Viewed as distributed disjoint subsets (DDS), all candidates of 8 cells r4569c56 are covered by 3 sectors -- 59b5, 678c5 and 128c6.

There is an interesting locking of the eights into an x-wing there. The ALS AICs

(5&6&7&8=9)r4569c5 - (9=1&2&8&5)r4569c6 - (5=6&7&8&9)r4569c5...loop
and/or
(1&2&8&9=5)r4569c6 - (5=6&7&8&9)r4569c5 - (9=1&2&8&5)r4569c6...loop

can both be AIC representations for Ronk's double-link. Note that they attack the two columns c56 and block b5. We also have, using the same ALS cells grouped a bit differently...

(8=6|7)r9c5 - (6&7=2&5&8&9&1)r456c56 - (1=8)r9c6...loop

which attacks the eights in r9 & b8 as well as the same digits in b5

Seems like we should be able to get all of these deductions in one fell swoop, like you could if you did subset counting. Perhaps Allan has it and I just need to study his post a bit more.

I think I have it though...the fact that the 8's were just along for the ride in both of Ronk's ALS's in an AIC loop means that they have to be locked in both of those ALS's. In other words, they have to show up twice, and the only places they can show up forms an X-wing. Therefore all of the 8's deductions in c56, b58, and r49 can be made.
Myth Jellies

Posts: 593
Joined: 19 September 2005

Allan and Myth, thanks for the alternate viewpoints.

Allan Barker wrote:I think it is a doubly linked als, however, one of the two als is hidden in box 8. The logic eliminates 12 candidates. Note that cover sets 8b2 and 8c4 are redundant, both producing eliminations.

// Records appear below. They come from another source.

Issue #365, opened 2017-11-13
git stash


jpresley23:
I read the discussion in Issue #317 and understand the concern to not have a messy prompt. The right prompt suggestion is a decent workaround but the problem is that shows a message when there are no changes in stash. For a light user of stash, the constant 0 in the right hand side of the screen is a distraction. Changing that requires building a function that indicates it may be more appropriate.

I use stash to store work in progress changes that I don't want to commit before I re-integrate master into my branch. It's useful to see an indicator if there are changes in stash I forgot about if I get interrupted in my workflow. I used a custom prompt that someone at work shared around that used something like `*` to indicate there is something in your stash.

Would it be a good compromise to add the stash indicator functionality but set a default minimum threshold before there is an indicator that could be changed with an environment variable? For example, the default could be a high number, say. Those who are light stash users could override that and set it to 0.

The alternative is to create a super light "pure-stash" indicator that is separate from pure.

jpresley23:
@leoj3n I'm curious on your thoughts since you opened the original issue.

henrywallace:
Alternatively, is it possible to allow calling some custom function for displaying git information? Where I still want to use the rest of pure prompt, but insert my own git information.

KlausHartl4242:
I'd love to see support for stashes... at the moment I've hacked something into `prompt_pure_preprompt_render()` on my own machine, the result looking like:

<img width="451" alt="screenshot 2019-02-08 at 19 05 37" src="https://user-images.githubusercontent.com/40851765/52496940-12814180-2bd5-11e9-856d-f5d1381ca04e.png">

If there are any stashes, the yellow ≡ icon is shown, otherwise not... (similar to how in and outgoing arrows behave) 

(I would be happy to prepare a PR for this.)

PS: Icon and color is inspired by https://github.com/michaeldfallen/git-radar, which I recently migrated from to pure...

carhartl:
I'd love to see support for stashes... at the moment I've hacked something into `prompt_pure_preprompt_render()` on my own machine, the result looking like:

<img width="451" alt="screenshot 2019-02-08 at 19 05 37" src="https://user-images.githubusercontent.com/21918/52497299-fd58e280-2bd5-11e9-8404-ff6e97dfcbb1.png">

If there are any stashes, the yellow ≡ icon is shown, otherwise not... (similar to how in and outgoing arrows behave)

(I would be happy to prepare a PR for this.)

[...]

Issue #317, opened 2017-04-20
Git stash support


leoj3n:
Would be cool if the prompt showed an indicator when the current repo has stashes.

mafredri:
How would you display it?

I'm not a big fan of the suggestion. I usually have something in my git stash and would be annoyed by the constant reminder as I don't use it for storing important stuff, it's a temporary workspace.

Just for pure I have 38 stashes, first one from `Mon Feb 23 15:33:22 2015` 😝.

leoj3n:
Just an indicator like $ or something. Maybe it would remind you to take
care of clearing

leoj3n:
![](https://media.giphy.com/media/5xaOcLCBzBw4QrtdDP2/giphy.gif)

mafredri:
> Maybe it would remind you to take care of clearing

For me it would be more of a nag to get rid of my stash, which I don't want. Most of it is junk, but I keep some things in there for a reason. E.g. dead-ends I might to re-visit or otherwise keep handy in case I need it in the future.

sindresorhus:
I'm also 👎

leoj3n:
> dead-ends I might to re-visit

Wouldn't that make more sense as a local branch?

mafredri:
> Wouldn't that make more sense as a local branch?

Some things aren't worth the effort to turn into a branch. Either way, stash is part of my workflow and I have no plans on changing how I use it 🙂.

I'm sorry if this inconveniences you @leoj3n, but I don't think we're going to implement this. This issue has now been open for 2.5 months without any up-votes. There is also no benefit to keeping a clean stash, so I see reminding people as a negative. I've already voiced my other concerns so I wont repeat those.

leoj3n:
I guess it would annoy some people, but it would remind me not to blow away important changes! 😅

> I'm sorry if this inconveniences you

No worries, not having a git stash prompt indicator won't inconvenience me that much (in turn, I'm sorry if this feature suggestion inconvenienced you!)

> There is also no benefit to keeping a clean stash

I didn't make this issue to argue that there were any benefits to "keeping a clean stash"; I just thought that was something you were struggling with, based on what you posted @mafredri ...

[...]

Issue #460, opened 2019-02-04
Add support for modifying the pre-prompt (add / edit / remove pre-prompt parts)


mafredri:
This issue is for tracking discussion and development of an extension to the pre-prompt that will allow users to make modifications to it by some means.

The purpose is to minimize the need for our users to maintain a fork just so that they can add some information to the pre-prompt.

**Prologue:** It would be nice to provide an API that allows user defined segments to run asynchronously as well. And it should be simple enough that it’s hard to make mistakes. Ordering of parts/segments would also be nice and if we ever make a new segment it would be nice if the user doesn’t have to manually enable it due to hard coding the current segments, or whatnot.

Perhaps functions like `prompt_pure_add_segment myfunc` and `_set_order myfunc 3` (moves it to pos 3 and old 3-n are offset by one).

Another thought I’ve had is more hook-like, e.g. right before re-rendering the prompt. A hook function is called where you can manually modify the preprompt array, but it requires a bit more intimate knowledge of how to work with zsh arrays.

_Issue originally raised by @sindresorhus in https://github.com/sindresorhus/pure/pull/458#issuecomment-459633908_

CircleCode:
do you expect users to list segments they would love to see available (so that you can pre-code them, even if they are not enabled by default)?
On my side, I'd love to see
* numbre of stash
* upstream name

In case you are not expecting input like this, feel free to delete my comment :-)

warbaque:
for workaround I added
`preprompt_parts+=($(custom_prompt_parts 2>/dev/null))` to `prompt_pure_preprompt_render()` with no other customization options (I just needed way to add extra parts to the end)

Then just have `custom_prompt_parts()` in my settings env

onyxraven:
Just throwing in my support - I've been using the https://github.com/intelfx/pure branch (which is now really far behind), but allows customization by adding to `prompt_pure_pieces` (https://github.com/intelfx/pure#example-1)

(I've added things such as a shrunken path via oh-my-zsh `shrink_path`, kubernetes context via `kctx`, aws-vault profile, etc.)

awmottaz:
I would also like to see this feature added. I enjoy using [`t`](https://github.com/unu/t) to manage quick todo tasks, and I would like to add the number of incomplete tasks to my prompt.

IssuehuntBot:
@issuehunt has funded $80.00 to this issue.

---
[...]

PR #462, opened 2019-02-11
Add Git stash support

carhartl:
This is adding support for git stashes. E.g. if there are any stashes show an icon, otherwise not (similar to how git arrows behave). Said icon is configurable via `PURE_GIT_STASH_SYMBOL` environment variable.

It's implemented utilizing `vcs_info`'s `misc` message + hook for tracking information about stashes.

Please take this as a proposal I guess; while #365 is still open, I'm aware of the discussion in #317..

screenshot 2019-02-11 at 09 41 54

### DIFF
--- a/pure.zsh
+++ b/pure.zsh
@@ -155,7 +155,7 @@ prompt_pure_preprompt_render() {
 	fi
 	# Git stash symbol.
 	if [[ -n $prompt_pure_vcs_info[stash] ]]; then
-		preprompt_parts+=('%F{cyan}≡%f')
+		preprompt_parts+=('%F{cyan}${PURE_GIT_STASH_SYMBOL:-≡}%f')
 	fi
 
 	# Username and machine, if applicable.
--- a/pure.zsh
+++ b/pure.zsh
@@ -394,14 +394,14 @@ prompt_pure_async_refresh() {
 
 	if [[ -z $prompt_pure_git_fetch_pattern ]]; then
 		# We set the pattern here to avoid redoing the pattern check until the
-		# working three has changed. Pull and fetch are always valid patterns.
+		# working tree has changed. Pull and fetch are always valid patterns.
 		typeset -g prompt_pure_git_fetch_pattern="pull|fetch"
 		async_job "prompt_pure" prompt_pure_async_git_aliases
 	fi
 
 	async_job "prompt_pure" prompt_pure_async_git_arrows
 
-	# Do not preform `git fetch` if it is disabled or in home folder.
+	# Do not perform `git fetch` if it is disabled or in home folder.
 	if (( ${PURE_GIT_PULL:-1} )) && [[ $prompt_pure_vcs_info[top] != $HOME ]]; then
 		# Tell the async worker to do a `git fetch`.
 		async_job "prompt_pure" prompt_pure_async_git_fetch
--- a/pure.zsh
+++ b/pure.zsh
@@ -26,7 +26,7 @@
 
 +vi-git-stash() {
 	local -a stashes
-	stashes=$(git stash list 2>/dev/null | wc -l | tr -d ' ')
+	stashes=$(git stash list 2>/dev/null | wc -l)
 	if [[ $stashes -gt 0 ]]; then
 		hook_com[misc]="stash=${stashes}"
 	fi
--- a/pure.zsh
+++ b/pure.zsh
@@ -271,8 +271,7 @@ prompt_pure_async_vcs_info() {
 	# and stash information via misc (%m).
 	zstyle ':vcs_info:git*' formats '%b' '%R' '%a' '%m'
 	zstyle ':vcs_info:git*' actionformats '%b' '%R' '%a' '%m'
-	zstyle -t ":prompt:pure:git:stash" show
-	if [[ $? == 0 ]]; then
+	if [[ $1 == 0 ]]; then
 		zstyle ':vcs_info:git*+set-message:*' hooks git-stash
 	fi
 
@@ -381,7 +380,8 @@ prompt_pure_async_tasks() {
 	fi
 	unset MATCH MBEGIN MEND
 
-	async_job "prompt_pure" prompt_pure_async_vcs_info
+	zstyle -t ":prompt:pure:git:stash" show
+	async_job "prompt_pure" prompt_pure_async_vcs_info $?
 
 	# Only perform tasks inside a Git working tree.
 	[[ -n $prompt_pure_vcs_info[top] ]] || return
--- a/pure.zsh
+++ b/pure.zsh
@@ -155,7 +155,7 @@ prompt_pure_preprompt_render() {
 	fi
 	# Git stash symbol.
 	if [[ -n $prompt_pure_vcs_info[stash] ]]; then
-		preprompt_parts+=('%F{cyan}${PURE_GIT_STASH_SYMBOL:-≡}%f')
+		preprompt_parts+=('%F{$prompt_pure_colors[git:stash]}${PURE_GIT_STASH_SYMBOL:-≡}%f')
 	fi
 
 	# Username and machine, if applicable.
@@ -699,6 +699,7 @@ prompt_pure_setup() {
 	prompt_pure_colors_default=(
 		execution_time       yellow
 		git:arrow            cyan
+		git:stash            cyan
 		git:branch           242
 		git:branch:cached    red
 		git:action           242
--- a/pure.zsh
+++ b/pure.zsh
@@ -24,6 +24,14 @@
 # \e[2K => clear everything on the current line
 
 
++vi-git-stash() {
+	local -a stashes
+	stashes=$(git stash list 2>/dev/null | wc -l | tr -d ' ')
+	if [[ $stashes -gt 0 ]]; then
+		hook_com[misc]="stash=${stashes}"
+	fi
+}
+
 # Turns seconds into human readable time.
 # 165392 => 1d 21h 56m 32s
 # https://github.com/sindresorhus/pretty-time-zsh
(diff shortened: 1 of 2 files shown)


sindresorhus:
If we decide to accept this, it should at minimum be opt-in [using `zstyle` as outlined in](https://github.com/sindresorhus/pure/issues/306#issuecomment-292542352) (someone needs to implement that).

Alternatively, https://github.com/sindresorhus/pure/issues/460 could allow you do add this yourself without having to fork Pure.

sindresorhus:
@mafredri Are you ok with adding this as opt-in through zstyle?

mafredri:
> @mafredri Are you ok with adding this as opt-in through zstyle?

I think that would be alright. So would we have an env variable for configuring the icon, and a zstyle for enabling the feature? Or should we take this opportunity to start defining icons in zstyle as well?

sindresorhus:
> Or should we take this opportunity to start defining icons in zstyle as well?

Yes

sindresorhus:
@carhartl Can you make it use zstyle?

carhartl:
@sindresorhus Need to learn more about that but happy to try...

carhartl:
@sindresorhus  So it‘s supposed to be implemented as @mafredri suggested:

zstyle for enabling the feature
zstyle for defining the icon

?

carhartl:
I think it would be better to migrate all of the icons to zstyle, not just the one for stashes. This seems out of scope of this PR and I'd like to do this in a follow-up PR.

sindresorhus:
> So it‘s supposed to be implemented as @mafredri suggested:
zstyle for enabling the feature
zstyle for defining the icon

👍 

> I think it would be better to migrate all of the icons to zstyle, not just the one for stashes. This seems out of scope of this PR and I'd like to do this in a follow-up PR.

👍

carhartl:
@sindresorhus

Showing the stash status does now require opt-in via `zstyle ":prompt:pure:git:stash:show" enable yes`. The stash symbol color is also zstyle'd.

Is there anything else needed for this to be merged?

carhartl:
Hmmm, might be nicer if we‘re not setting up the hook in the first place unless opted in!

readme.md
```diff
@@ -70,7 +70,11 @@ prompt pure
 | **`PURE_PROMPT_VICMD_SYMBOL`**   | Defines the prompt symbol used when the `vicmd` keymap is active (VI-mode).                    | `❮`            |
 | **`PURE_GIT_DOWN_ARROW`**        | Defines the git down arrow symbol.                                                             | `⇣`            |
 | **`PURE_GIT_UP_ARROW`**          | Defines the git up arrow symbol.                                                               | `⇡`            |
+| **`PURE_GIT_STASH_SYMBOL`**      | Defines the git stash symbol.                                                                  | `≡`            |
 
+Showing git stash status as part of the prompt is not activated by default. To activate this you'll need to opt in via `zstyle`:
+
+`zstyle ':prompt:pure:git:stash:show' enable yes`
```
mafredri: Show and enable sounds a bit repetitive to me. Could it make sense to drop `:show` here? Or drop show and rename enable => show.

pure.zsh
```diff
@@ -253,19 +266,22 @@ prompt_pure_async_vcs_info() {
...
-	# Export branch (%b), Git toplevel (%R), and action (rebase/cherry-pick) (%a).
-	zstyle ':vcs_info:git*' formats '%b' '%R'
-	zstyle ':vcs_info:git*' actionformats '%b' '%R' '%a'
+	# Only export four message variables from `vcs_info`.
+	zstyle ':vcs_info:*' max-exports 4
+	# Export branch (%b), Git toplevel (%R), action (rebase/cherry-pick) (%a),
+	# and stash information via misc (%m).
+	zstyle ':vcs_info:git*' formats '%b' '%R' '%a' '%m'
+	zstyle ':vcs_info:git*' actionformats '%b' '%R' '%a' '%m'
+	zstyle ':vcs_info:git*+set-message:*' hooks git-stash
```
mafredri: Ideally I’d like us to avoid “doing the work” for gut stash, unless it’s enabled. But it’s not critical for this PR and we cam change it afterwards.

pure.zsh
```diff
@@ -253,19 +266,22 @@ prompt_pure_async_vcs_info() {
...
-	# Only export three message variables from `vcs_info`.
-	zstyle ':vcs_info:*' max-exports 3
-	# Export branch (%b), Git toplevel (%R), and action (rebase/cherry-pick) (%a).
-	zstyle ':vcs_info:git*' formats '%b' '%R'
-	zstyle ':vcs_info:git*' actionformats '%b' '%R' '%a'
+	# Only export four message variables from `vcs_info`.
+	zstyle ':vcs_info:*' max-exports 4
+	# Export branch (%b), Git toplevel (%R), action (rebase/cherry-pick) (%a),
+	# and stash information via misc (%m).
+	zstyle ':vcs_info:git*' formats '%b' '%R' '%a' '%m'
```
mafredri: I’m guessing there are no repercussions from including `%a` here?

sindresorhus:
I think we should is the wording `enabled` instead of `show`, so we can use the same wording for features that are not visible ones.

sindresorhus:
Can we make it `zstyle ':prompt:pure:git:stash' enable yes`? (Without the `show`)

mafredri:
Looks like we all had a few of the same ideas 😅

carhartl:
> Can we make it zstyle ':prompt:pure:git:stash' enable yes?

`:prompt:pure:git:stash` is used for the color already, to prevent that clash I thought I need to introduce the additional `:show`. So with @mafredri's suggestion, would 

`zstyle ':prompt:pure:git:stash:show' show yes`

be ok? Or maybe `zstyle ':prompt:pure:git' stash yes` is more in line with the intended usage of zstyle?

mafredri:
> `:prompt:pure:git:stash` is used for the color already, to prevent that clash I thought I need to introduce the additional `:show`. So with @mafredri's suggestion, would

That’s ok because there can be multiple values under a `zstyle`. So `:prompt:pure:git:stash` should be able to store both color=x and show=y. 

> be ok? Or maybe `zstyle ':prompt:pure:git' stash yes` is more in line with the intended usage of zstyle?

This could also work. For me the former feels a bit more uniform but this is essentially a matter of enabling / disabling showing of git features so `¯\_(ツ)_/¯`. I’m fine with either.

carhartl:
Ah, please bear with me... I missed to think of `:prompt:pure:git:stash` as some sort of namespace. Thanks for clarifying.

This changes everything :)

Then I also think we should go for `:prompt:pure:git:stash`, will allow to configure related things in the same way, as pointed out.

```
zstyle ':prompt:pure:git:stash' show yes
zstyle ':prompt:pure:git:stash' color yellow
zstyle ':prompt:pure:git:stash' icon S
```

Updating the commit...

pure.zsh
carhartl: For some reason it was producing an error when `formats` didn't have the same amount as `actionformats`. I really don't understand why these two seem to interact, maybe I did something wrong else, still new to zsh internals.

pure.zsh
```diff
@@ -271,7 +271,10 @@ prompt_pure_async_vcs_info() {
 	# and stash information via misc (%m).
 	zstyle ':vcs_info:git*' formats '%b' '%R' '%a' '%m'
 	zstyle ':vcs_info:git*' actionformats '%b' '%R' '%a' '%m'
-	zstyle ':vcs_info:git*+set-message:*' hooks git-stash
+	zstyle -t ":prompt:pure:git:stash" show
```
mafredri: One thing to keep in mind is that since this is running inside the async worker. Retroactive changes to zstyle won’t propagate to here. A better option might be to pass a boolean argument (1/0) to this function when it’s invoked (as async job)

pure.zsh
mafredri: Alright, it’s been a while since I worked with vcs_info as well so just being cautious 😄. It’s probably fine.

carhartl: Took a second look... `%m` was only required in `formats` only, but not in `actionformats`.

mafredri: Interesting. How about when a git rebase is active? That’s when action formats kick in AFAICR.

carhartl: And the actionformats are for when git is performing a merge or rebase. If I understand all this correctly, if we were omitting `%m` from actionformats, `info[stash]=$vcs_info_msg_3_` would remain empty (?) and the stash symbol would never be shown during such an action. Which is what we want?

carhartl: I guess we need to ensure that `$vcs_info_msg_3_` would always point to the expected output...

pure.zsh
carhartl: Would that be in that line:

```
async_job "prompt_pure" prompt_pure_async_vcs_info
```

?

mafredri: That’s right. Read the value before and then pass it along there :).

carhartl: Fixed..

carhartl:
Is there anything you need me to add?

fladson:
I would love to see this merged, thanks for adding it.

readme.md
```diff
@@ -70,7 +70,11 @@ prompt pure
 | **`PURE_PROMPT_VICMD_SYMBOL`**   | Defines the prompt symbol used when the `vicmd` keymap is active (VI-mode).                    | `❮`            |
 | **`PURE_GIT_DOWN_ARROW`**        | Defines the git down arrow symbol.                                                             | `⇣`            |
 | **`PURE_GIT_UP_ARROW`**          | Defines the git up arrow symbol.                                                               | `⇡`            |
+| **`PURE_GIT_STASH_SYMBOL`**      | Defines the git stash symbol.                                                                  | `≡`            |
```
sindresorhus: As discussed in the comments, this should be `zstyle ':prompt:pure:git:stash' icon S`.

sindresorhus:
@carhartl Sorry, this fell off my radar. There are some remaining feedback: 

- https://github.com/sindresorhus/pure/pull/462#discussion_r352346278
- https://github.com/sindresorhus/pure/pull/462#discussion_r376733428

carhartl:
@sindresorhus 

Oh, ok. Regarding the icon configuration I thought you agreed that this would be out of scope and would better be done for all icons instead of just this new one in a separate PR.

See https://github.com/sindresorhus/pure/pull/462#issuecomment-560091472

sindresorhus:
Forgot about my comment. Never mind the zconfig thing then.

carhartl:
Regarding the other issue: I changed it to

`zstyle ':prompt:pure:git:stash' show yes`

but it looks like I overlooked to adapt that in one place in the readme.

carhartl:
@sindresorhus I have fixed the issue in the readme...

sindresorhus:
Looks good. Thanks for working on this  🙌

Where do you see the double link It would appear to be digits 5 & 9 between set A in c4b2 and the hidden set in b8, but set A doesn't see all those digits in b8.

As to the eliminations r789c4<>8: When posting examples of the ALS [edit: doubly-linked] xz-rule, I don't try to break down the exact locations of set members. Of course, that doesn't apply to the 'x' and 'z', where all 'x' and 'z' of both sets must necessarily see each other. This occurs in b5 in this example, so the "scope of potential eliminations" is also b5.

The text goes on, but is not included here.